In light of these risks, uncertainties and assumptions, the forward-looking
statements contained in this press release might not prove to be accurate
and you should not place undue reliance upon them. All forward-looking
statements attributable to the Company or persons acting on the Company's
behalf are expressly qualified in their entirety by the foregoing
cautionary statements. All such statements speak only as of the date made,
and the Company undertakes no obligation to update or revise publicly any
forward-looking statements, whether as a result of new information, future
events or otherwise.
The Company cautions you therefore that you should not rely unduly on these
forward-looking statements. You should understand the risks and
uncertainties discussed in "Risk Factors" and elsewhere in the Company's
2008 Annual Report on Form 10-K for the fiscal year ended December 31,
2008, as filed with the United States Securities and Exchange Commission,
or the "SEC," on March 3, 2009, could affect the Company's future results
and the outcome of its implementation of its cost savings and efficiency
initiatives, and could cause those results or other outcomes to differ
materially from those expressed or implied in the Company's forward-looking
statements.
(1) Corporate EBITDA is calculated as consolidated net income before net
interest expense (other than interest expense relating to certain car
rental fleet financing), consolidated income taxes, consolidated
depreciation (other than depreciation related to the car rental fleet) and
amortization and before certain non-cash expenses and charges and
extraordinary, unusual or non-recurring gains or losses.
(2) Adjusted pre-tax income is calculated as income before income taxes and
noncontrolling interest plus non-cash purchase accounting charges, non-cash
debt charges relating to the amortization of debt financing costs and debt
discounts and certain one-time charges and non-operational items.
(3) Adjusted diluted earnings per share is calculated as adjusted net
income (which is equal to adjusted pre-tax income less a provision for
income taxes derived utilizing a normalized income tax rate of 34% in 2009)
divided by the number of diluted shares expected to be outstanding for the
year ended December 31, 2009 (407.7 million in 2009).

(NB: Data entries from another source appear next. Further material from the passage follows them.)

PR #1571, opened 2026-08-18
Stop the results endpoint 500ing on a race with no ballots

jacksonloper:
`https://bettervoting.com/mkvb4f/results` currently returns a 500. Two tabulators throw when a race has no votes in it, and since `getElectionResults` tabulates every race in one loop with no per-race error handling, either throw takes down the whole page for all seven races.

## The IRV crash

From the production log for that request:

```
ctx:c254e80d Tabulating results for Plurality election
ctx:c254e80d Tabulating results for IRV election
ctx:c254e80d Cannot read properties of undefined (reading 'hareScores')
ctx:c254e80d RES: GET /API/ElectionResult/mkvb4f  status:500
```

With no active votes nobody can reach the quota, so every round eliminates another candidate. Once the last one is gone the loop keeps running and reads `remainingCandidates[0]` off an empty array, throwing at `IRV.ts:99`.

STV never reaches this: the branch below seats the survivors as soon as they can fill the remaining seats, and that branch is gated on `proportional`. #1427 fixed the STV shape of this bug inside `distributeVotes` and its test notes that *"plain IRV can't hit this because its winner branch rebuilds the candidate pool"* — true right up until the pool empties by elimination instead.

(4) Management believes that Corporate EBITDA, adjusted pre-tax income and
adjusted diluted earnings per share are useful in measuring the comparable
results of the Company period-over-period. The GAAP measures most directly
comparable to Corporate EBITDA, adjusted
pre-tax income and adjusted diluted earnings per share are cash flows from
operating activities,
pre-tax income and diluted earnings per share. Because of the
forward-looking nature of the Company's forecasted Corporate EBITDA,
adjusted pre-tax income and adjusted diluted earnings per share, specific
quantifications of the amounts that would be required to reconcile
forecasted cash flows from operating activities, pre-tax income and diluted
earnings per share to forecasted Corporate EBITDA, adjusted
pre-tax income and adjusted diluted earnings per share are not available.

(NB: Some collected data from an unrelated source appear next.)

PR #1583, opened 2026-08-21
chore(shared, backend): upgrade sanitize-html dependency

JonBlauvelt:
## Description
- Upgrades sanitize-html issue and resolves ecma import issued noted in original pr https://github.com/Equal-Vote/bettervoting/pull/1467
- Removes unused dependencies 
- Upgrades jest and related deps
- Moves dev deps to correct dep level


ArendPeter (approved):
Looks good, thanks!

PR #1594, opened 2026-09-02
Adjust nav bar

ArendPeter:
## Description

Move Vote in a Poll down and add Paper Ballots in the features


SaraWolk (approved):
Nice changes to top nav and feature list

The Company believes that there is a degree of volatility with respect to
certain of the Company's GAAP measures, primarily related to fair value
accounting for its financial assets (which includes the Company's
derivative financial instruments), its income tax reporting and certain
adjustments made in order to arrive at the relevant non-GAAP measures,
which preclude the Company from providing accurate forecasted GAAP to
non-GAAP reconciliations. Based on the above, the Company believes that
providing estimates of the amounts that would be required to reconcile the
range of the non-GAAP Corporate EBITDA, adjusted pre-tax income and
adjusted diluted earnings per share to forecasted pre-tax income and
earnings per share would imply a degree of precision that could be
confusing or misleading to investors for the reasons identified above.